Ainsi, les pauvres, opérant au quotidien sans tablette, sans câble et de moins en moins de journaux papier disponibles à la bibliothèque municipale ou au café du coin, ont droit à l’information publique et celle qu’on veut bien leur donner sur internet, entre autres exemples, 10 articles gratuits mensuellement dans Le Devoir - à consommer avec modération donc, freinant au maximum svp vos élans de curiosité.
Oui, on le sait, les modèles d'affaires ont changé, ont dû évoluer. Comme tout organisme vivant, il faut s'adapter pour ne pas mourir et disparaître de la chaîne alimentaire ou du marché.
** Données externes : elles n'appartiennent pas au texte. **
PR #1406, opened 2024-06-14
Parent model improvements

benilovj:
Some minor alignments of the `Parent` model, ahead of introducing it into the parental consent flow.

### DIFF
--- a/spec/models/parent_spec.rb
+++ b/spec/models/parent_spec.rb
@@ -70,4 +70,16 @@ RSpec.describe Parent do
       expect(subject.phone).to eq(nil)
     end
   end
+
+  describe "#email=" do
+    it "strips whitespace and downcases the email" do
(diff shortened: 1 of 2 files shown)


misaka (approved):

spec/models/parent_spec.rb
```diff
@@ -53,4 +53,33 @@
...
+      expect(subject.phone).to eq("01234567890")
+    end
+
+    it "leaves nil as nil" do
+      subject = build(:parent, phone: nil)
+      expect(subject.phone).to eq(nil)
+    end
+
+    it "sets the phone number to nil if it's blank" do
+      subject = build(:parent, phone: "")
```
misaka, line 69: I would maybe test for whitespace here, but ¯\_(ツ)_/¯

benilovj: Yup, I've updated the spec.

PR #1407, opened 2024-06-16
Refactor parental consent (ConsentForm) to store parent info on Parent model

benilovj:
Final bit of refactoring, following on from #1392 and #1395.


app/controllers/parent_interface/consent_forms/edit_controller.rb
```diff
@@ -39,14 +39,25 @@ def update
...
+                          @consent_form
+                        )
+          )
+        end
+
+        # rename keys, taking parent_ out of the key
+        parent_params =
+          update_params
+            .except(:form_step)
+            .transform_keys { |key| key.to_s.gsub("parent_", "") }
```
misaka: Sorry to nitpick, but:

```suggestion
            .transform_keys { |key| key.to_s.sub("parent_", "") }
```

app/controllers/parent_interface/consent_forms/edit_controller.rb
```diff
@@ -39,14 +39,25 @@ def update
...
+        (@consent_form.parent || @consent_form.build_parent).assign_attributes(
+          parent_params
         )
```
misaka: Just for the sake of readability, could it be worth doing this:

```suggestion
        consent_object = @consent_form.parent || @consent_form.build_parent
        consent_object.assign_attributes(parent_params)
```

app/controllers/parent_interface/consent_forms/edit_controller.rb
```diff
@@ -16,13 +17,30 @@ def show
     end
 
     def update
+      model = @consent_form
```
misaka, line 20: What's the point of this assignment? I looks like it always gets overwritten on line 29.

misaka: Sorry, nvm, I didn't think this method would be so long, didn't realise the `render model` at the end was part of this same method!

app/models/parent.rb
```diff
@@ -45,6 +45,7 @@ class Parent < ApplicationRecord
             length: {
               maximum: 300
             }
+  validates :contact_method_other, presence: true, if: :contact_method_other?
```
misaka, line 48: This isn't confusing at all. 😵  Not your fault, but this line does highlight the unfortunate naming we have of the `contact_method` enum.

misaka (approved):
Quite intricate but looking good. Ship and roll fixes forward, I say. 🚢

app/controllers/parent_interface/consent_forms/edit_controller.rb
benilovj: ah, sorry, this bit gets refactored away to something much simpler in a later commit, so safe to ignore.

app/controllers/parent_interface/consent_forms/edit_controller.rb
benilovj: Ya, this got refactored out as well in a later commit; now the parent is loaded or built in `EditController#set_parent` and just used where it's needed.

app/models/parent.rb
benilovj: mm yeah not ideal.

PR #1417, opened 2024-06-21
Remove routes flagged by `rails routes --unused`

benilovj:
This will further break offline support, but I suspect that stopped working a long time ago and would need to be revived separately, in any case.


tvararu (approved):
🎉

PR #1422, opened 2024-06-24
Tweak default batch functionality

tvararu:
See commits.

image

### DIFF
--- a/app/views/vaccinations/batch.html.erb
+++ b/app/views/vaccinations/batch.html.erb
@@ -16,15 +16,12 @@
         caption: { text: @session.location.name, size: "l" },
         legend: { size: "l", tag: "h1", text: page_title },
       ) do %>
-    <% @batches.each_with_index do |batch, index| %>
-      <%= f.govuk_radio_button(
-            :id,
-            batch.id,
-            label: {
-              text: "#{batch.name} (expires #{batch.expiry.to_fs(:nhsuk_date)})",
-            },
-            link_errors: index == 0,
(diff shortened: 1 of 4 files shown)


benilovj (approved):

app/views/vaccinations/batch.html.erb
```diff
@@ -16,15 +16,12 @@
...
-            label: {
-              text: "#{batch.name} (expires #{batch.expiry.to_fs(:nhsuk_date)})",
-            },
-            link_errors: index == 0,
-          ) %>
+    <% @batches.each_with_index do |batch, idx| %>
+      <% label = proc do %>
+        <span class="app-u-monospace"><%= batch.name %></span>
+        (expires <%= batch.expiry.to_fs(:nhsuk_date) %>)
+      <% end %>
```
misaka, line 23: Do you need a proc here? I tested and I think this could also work with:

```
      label = begin %>
        <span class="app-u-monospace"><%= batch.name %></span>
        (expires <%= batch.expiry.to_fs(:nhsuk_date) %>)
      <% end %>
```

misaka (approved):

app/views/vaccinations/batch.html.erb
tvararu: Tried it but `rufo` formats it weirdly... it tries to immediately end the `begin` 🤔

misaka: Shame. :shipit:

PR #1423, opened 2024-06-24
Provision production environment

tvararu:
Tweak the documentation and update the SSL certificate.

See commits.


tvararu:
This is ready to review but isn't really ready to merge before I confirm that the non-www domains work in practice.

misaka (approved):

PR #1429, opened 2024-06-25
Update dashboard page to match designs

thomasleese:
This updates the cards on the dashboard page to match the design in the prototype. It also refactors the page titles of a number of sections to use locale strings.

I've also sorted the locale string file to reduce churn and the size of diffs in the future, but if we're not confident on this change I can remove it from this PR as it does make the number of lines changed very big!

### Old

Screenshot 2024-06-25 at 17 22 33

### New

Screenshot 2024-06-25 at 17 22 15


tvararu (approved):
🙌

benilovj (approved):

La précarité (on sait aussi ce que c'est) affecte plus que jamais les journaux et les médias écrits, se battant contre des géants américains qui engloutissent crânement les revenus publicitaires. On est pauvres, pas ignorants (enfin, pas totalement) d'où notre besoin, on l'espère, de se tenir au courant, de demeurer informé.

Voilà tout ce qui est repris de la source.